## DATASET EXTRACT
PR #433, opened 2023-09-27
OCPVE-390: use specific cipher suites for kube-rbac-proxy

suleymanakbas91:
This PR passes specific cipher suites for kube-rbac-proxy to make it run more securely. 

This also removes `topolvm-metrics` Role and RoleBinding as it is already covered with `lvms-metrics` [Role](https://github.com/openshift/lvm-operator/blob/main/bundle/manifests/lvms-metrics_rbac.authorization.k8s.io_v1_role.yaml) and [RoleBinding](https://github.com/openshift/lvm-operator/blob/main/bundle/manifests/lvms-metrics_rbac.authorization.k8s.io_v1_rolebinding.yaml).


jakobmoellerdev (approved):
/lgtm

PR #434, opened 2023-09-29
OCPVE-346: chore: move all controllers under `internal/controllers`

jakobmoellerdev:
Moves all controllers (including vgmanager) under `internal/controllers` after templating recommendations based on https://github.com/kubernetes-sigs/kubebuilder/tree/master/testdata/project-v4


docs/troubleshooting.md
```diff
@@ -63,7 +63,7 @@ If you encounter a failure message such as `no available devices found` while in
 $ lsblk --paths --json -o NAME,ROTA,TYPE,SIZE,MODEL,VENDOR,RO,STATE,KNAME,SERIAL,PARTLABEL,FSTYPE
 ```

...

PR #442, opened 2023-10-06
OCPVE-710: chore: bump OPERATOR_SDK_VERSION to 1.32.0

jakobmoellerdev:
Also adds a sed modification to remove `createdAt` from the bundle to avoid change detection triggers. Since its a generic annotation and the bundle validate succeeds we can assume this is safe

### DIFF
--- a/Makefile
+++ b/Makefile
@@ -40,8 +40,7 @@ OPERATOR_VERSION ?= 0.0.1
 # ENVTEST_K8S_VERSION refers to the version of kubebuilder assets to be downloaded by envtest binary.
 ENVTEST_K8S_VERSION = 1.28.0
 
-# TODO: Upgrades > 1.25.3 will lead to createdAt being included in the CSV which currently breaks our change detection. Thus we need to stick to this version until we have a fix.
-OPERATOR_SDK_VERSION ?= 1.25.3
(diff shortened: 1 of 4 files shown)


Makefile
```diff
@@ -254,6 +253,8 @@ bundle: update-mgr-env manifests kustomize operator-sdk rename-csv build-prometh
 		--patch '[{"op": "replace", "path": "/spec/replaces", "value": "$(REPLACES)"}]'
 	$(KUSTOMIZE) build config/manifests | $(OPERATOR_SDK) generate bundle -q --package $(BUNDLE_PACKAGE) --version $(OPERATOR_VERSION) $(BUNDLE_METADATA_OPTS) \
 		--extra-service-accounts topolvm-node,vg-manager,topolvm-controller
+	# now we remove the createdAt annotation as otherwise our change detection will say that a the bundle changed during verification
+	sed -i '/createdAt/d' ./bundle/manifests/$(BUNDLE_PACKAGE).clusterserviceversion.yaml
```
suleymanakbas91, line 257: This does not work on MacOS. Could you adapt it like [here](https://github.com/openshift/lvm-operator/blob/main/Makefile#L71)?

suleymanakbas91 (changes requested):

## TASK REQUIREMENTS
Output the lines of the records above exactly as they appear, from the line containing "PR #433, opened 2023-09-27" through the line containing "This PR passes".

## THE COMPLETED TASK
PR #433, opened 2023-09-27
OCPVE-390: use specific cipher suites for kube-rbac-proxy

suleymanakbas91:
This PR passes specific cipher suites for kube-rbac-proxy to make it run more securely. 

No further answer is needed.